▶ _Available data_:
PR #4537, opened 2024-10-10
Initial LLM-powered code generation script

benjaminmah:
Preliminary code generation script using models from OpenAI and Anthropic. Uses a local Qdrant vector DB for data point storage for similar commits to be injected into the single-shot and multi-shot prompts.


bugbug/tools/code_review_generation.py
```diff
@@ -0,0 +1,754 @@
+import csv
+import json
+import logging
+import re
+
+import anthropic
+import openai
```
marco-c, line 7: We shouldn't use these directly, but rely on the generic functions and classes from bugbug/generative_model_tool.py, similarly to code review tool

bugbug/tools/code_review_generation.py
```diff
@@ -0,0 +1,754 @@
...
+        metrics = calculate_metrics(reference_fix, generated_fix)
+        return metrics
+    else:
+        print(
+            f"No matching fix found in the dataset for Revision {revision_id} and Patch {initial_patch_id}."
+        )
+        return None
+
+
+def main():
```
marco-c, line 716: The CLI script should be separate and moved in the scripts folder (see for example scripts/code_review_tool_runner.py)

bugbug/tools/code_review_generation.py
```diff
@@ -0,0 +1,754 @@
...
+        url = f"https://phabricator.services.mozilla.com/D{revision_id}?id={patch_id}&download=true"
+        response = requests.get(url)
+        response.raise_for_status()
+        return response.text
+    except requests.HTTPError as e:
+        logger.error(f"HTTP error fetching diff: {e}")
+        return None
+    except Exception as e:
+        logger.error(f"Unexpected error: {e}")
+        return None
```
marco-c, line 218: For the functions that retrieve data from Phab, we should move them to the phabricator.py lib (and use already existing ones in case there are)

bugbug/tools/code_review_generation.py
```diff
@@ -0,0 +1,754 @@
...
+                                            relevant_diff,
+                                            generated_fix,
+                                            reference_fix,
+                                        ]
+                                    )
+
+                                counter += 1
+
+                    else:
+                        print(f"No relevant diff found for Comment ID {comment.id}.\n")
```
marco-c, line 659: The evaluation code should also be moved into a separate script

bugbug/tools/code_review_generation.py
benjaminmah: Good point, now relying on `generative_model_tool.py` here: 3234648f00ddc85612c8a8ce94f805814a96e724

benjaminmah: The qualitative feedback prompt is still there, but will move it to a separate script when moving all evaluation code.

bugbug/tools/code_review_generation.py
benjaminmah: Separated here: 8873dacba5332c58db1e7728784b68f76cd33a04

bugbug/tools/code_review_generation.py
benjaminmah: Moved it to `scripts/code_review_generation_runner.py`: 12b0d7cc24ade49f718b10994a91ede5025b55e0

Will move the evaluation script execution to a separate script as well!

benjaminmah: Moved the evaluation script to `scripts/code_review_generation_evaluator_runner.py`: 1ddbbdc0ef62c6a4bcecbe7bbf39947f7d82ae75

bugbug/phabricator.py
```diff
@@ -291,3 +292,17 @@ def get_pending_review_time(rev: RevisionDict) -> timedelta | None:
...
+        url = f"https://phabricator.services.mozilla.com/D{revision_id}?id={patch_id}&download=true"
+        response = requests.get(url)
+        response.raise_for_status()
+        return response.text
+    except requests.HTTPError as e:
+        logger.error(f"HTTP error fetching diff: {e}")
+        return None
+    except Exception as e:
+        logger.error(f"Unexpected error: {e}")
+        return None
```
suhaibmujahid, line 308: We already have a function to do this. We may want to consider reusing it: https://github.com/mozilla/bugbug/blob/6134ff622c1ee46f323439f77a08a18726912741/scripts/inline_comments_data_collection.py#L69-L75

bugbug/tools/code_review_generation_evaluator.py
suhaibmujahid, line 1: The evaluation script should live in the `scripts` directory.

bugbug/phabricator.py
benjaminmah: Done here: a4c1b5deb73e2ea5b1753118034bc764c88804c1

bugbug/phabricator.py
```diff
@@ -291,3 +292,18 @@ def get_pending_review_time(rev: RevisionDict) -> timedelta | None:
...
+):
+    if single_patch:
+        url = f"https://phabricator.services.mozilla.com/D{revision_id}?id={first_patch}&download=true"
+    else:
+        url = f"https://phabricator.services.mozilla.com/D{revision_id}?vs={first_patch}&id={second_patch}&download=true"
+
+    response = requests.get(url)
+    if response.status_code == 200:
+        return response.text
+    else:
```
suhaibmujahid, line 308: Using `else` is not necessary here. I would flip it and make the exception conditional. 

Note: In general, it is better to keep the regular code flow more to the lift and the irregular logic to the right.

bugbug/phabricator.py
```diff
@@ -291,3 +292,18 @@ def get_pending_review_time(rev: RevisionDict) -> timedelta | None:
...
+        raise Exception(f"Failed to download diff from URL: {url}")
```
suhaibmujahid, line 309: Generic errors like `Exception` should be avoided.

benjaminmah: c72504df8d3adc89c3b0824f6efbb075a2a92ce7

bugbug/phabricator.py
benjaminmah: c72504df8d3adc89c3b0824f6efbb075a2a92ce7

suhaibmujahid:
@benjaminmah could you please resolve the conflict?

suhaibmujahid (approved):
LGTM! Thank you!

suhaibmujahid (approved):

▶ _What to do_: The whole listing above should be copied out exactly.

▶ _The answer_:
PR #4537, opened 2024-10-10
Initial LLM-powered code generation script

benjaminmah:
Preliminary code generation script using models from OpenAI and Anthropic. Uses a local Qdrant vector DB for data point storage for similar commits to be injected into the single-shot and multi-shot prompts.


bugbug/tools/code_review_generation.py
```diff
@@ -0,0 +1,754 @@
+import csv
+import json
+import logging
+import re
+
+import anthropic
+import openai
```
marco-c, line 7: We shouldn't use these directly, but rely on the generic functions and classes from bugbug/generative_model_tool.py, similarly to code review tool

bugbug/tools/code_review_generation.py
```diff
@@ -0,0 +1,754 @@
...
+        metrics = calculate_metrics(reference_fix, generated_fix)
+        return metrics
+    else:
+        print(
+            f"No matching fix found in the dataset for Revision {revision_id} and Patch {initial_patch_id}."
+        )
+        return None
+
+
+def main():
```
marco-c, line 716: The CLI script should be separate and moved in the scripts folder (see for example scripts/code_review_tool_runner.py)

bugbug/tools/code_review_generation.py
```diff
@@ -0,0 +1,754 @@
...
+        url = f"https://phabricator.services.mozilla.com/D{revision_id}?id={patch_id}&download=true"
+        response = requests.get(url)
+        response.raise_for_status()
+        return response.text
+    except requests.HTTPError as e:
+        logger.error(f"HTTP error fetching diff: {e}")
+        return None
+    except Exception as e:
+        logger.error(f"Unexpected error: {e}")
+        return None
```
marco-c, line 218: For the functions that retrieve data from Phab, we should move them to the phabricator.py lib (and use already existing ones in case there are)

bugbug/tools/code_review_generation.py
```diff
@@ -0,0 +1,754 @@
...
+                                            relevant_diff,
+                                            generated_fix,
+                                            reference_fix,
+                                        ]
+                                    )
+
+                                counter += 1
+
+                    else:
+                        print(f"No relevant diff found for Comment ID {comment.id}.\n")
```
marco-c, line 659: The evaluation code should also be moved into a separate script

bugbug/tools/code_review_generation.py
benjaminmah: Good point, now relying on `generative_model_tool.py` here: 3234648f00ddc85612c8a8ce94f805814a96e724

benjaminmah: The qualitative feedback prompt is still there, but will move it to a separate script when moving all evaluation code.

bugbug/tools/code_review_generation.py
benjaminmah: Separated here: 8873dacba5332c58db1e7728784b68f76cd33a04

bugbug/tools/code_review_generation.py
benjaminmah: Moved it to `scripts/code_review_generation_runner.py`: 12b0d7cc24ade49f718b10994a91ede5025b55e0

Will move the evaluation script execution to a separate script as well!

benjaminmah: Moved the evaluation script to `scripts/code_review_generation_evaluator_runner.py`: 1ddbbdc0ef62c6a4bcecbe7bbf39947f7d82ae75

bugbug/phabricator.py
```diff
@@ -291,3 +292,17 @@ def get_pending_review_time(rev: RevisionDict) -> timedelta | None:
...
+        url = f"https://phabricator.services.mozilla.com/D{revision_id}?id={patch_id}&download=true"
+        response = requests.get(url)
+        response.raise_for_status()
+        return response.text
+    except requests.HTTPError as e:
+        logger.error(f"HTTP error fetching diff: {e}")
+        return None
+    except Exception as e:
+        logger.error(f"Unexpected error: {e}")
+        return None
```
suhaibmujahid, line 308: We already have a function to do this. We may want to consider reusing it: https://github.com/mozilla/bugbug/blob/6134ff622c1ee46f323439f77a08a18726912741/scripts/inline_comments_data_collection.py#L69-L75

bugbug/tools/code_review_generation_evaluator.py
suhaibmujahid, line 1: The evaluation script should live in the `scripts` directory.

bugbug/phabricator.py
benjaminmah: Done here: a4c1b5deb73e2ea5b1753118034bc764c88804c1

bugbug/phabricator.py
```diff
@@ -291,3 +292,18 @@ def get_pending_review_time(rev: RevisionDict) -> timedelta | None:
...
+):
+    if single_patch:
+        url = f"https://phabricator.services.mozilla.com/D{revision_id}?id={first_patch}&download=true"
+    else:
+        url = f"https://phabricator.services.mozilla.com/D{revision_id}?vs={first_patch}&id={second_patch}&download=true"
+
+    response = requests.get(url)
+    if response.status_code == 200:
+        return response.text
+    else:
```
suhaibmujahid, line 308: Using `else` is not necessary here. I would flip it and make the exception conditional. 

Note: In general, it is better to keep the regular code flow more to the lift and the irregular logic to the right.

bugbug/phabricator.py
```diff
@@ -291,3 +292,18 @@ def get_pending_review_time(rev: RevisionDict) -> timedelta | None:
...
+        raise Exception(f"Failed to download diff from URL: {url}")
```
suhaibmujahid, line 309: Generic errors like `Exception` should be avoided.

benjaminmah: c72504df8d3adc89c3b0824f6efbb075a2a92ce7

bugbug/phabricator.py
benjaminmah: c72504df8d3adc89c3b0824f6efbb075a2a92ce7

suhaibmujahid:
@benjaminmah could you please resolve the conflict?

suhaibmujahid (approved):
LGTM! Thank you!

suhaibmujahid (approved):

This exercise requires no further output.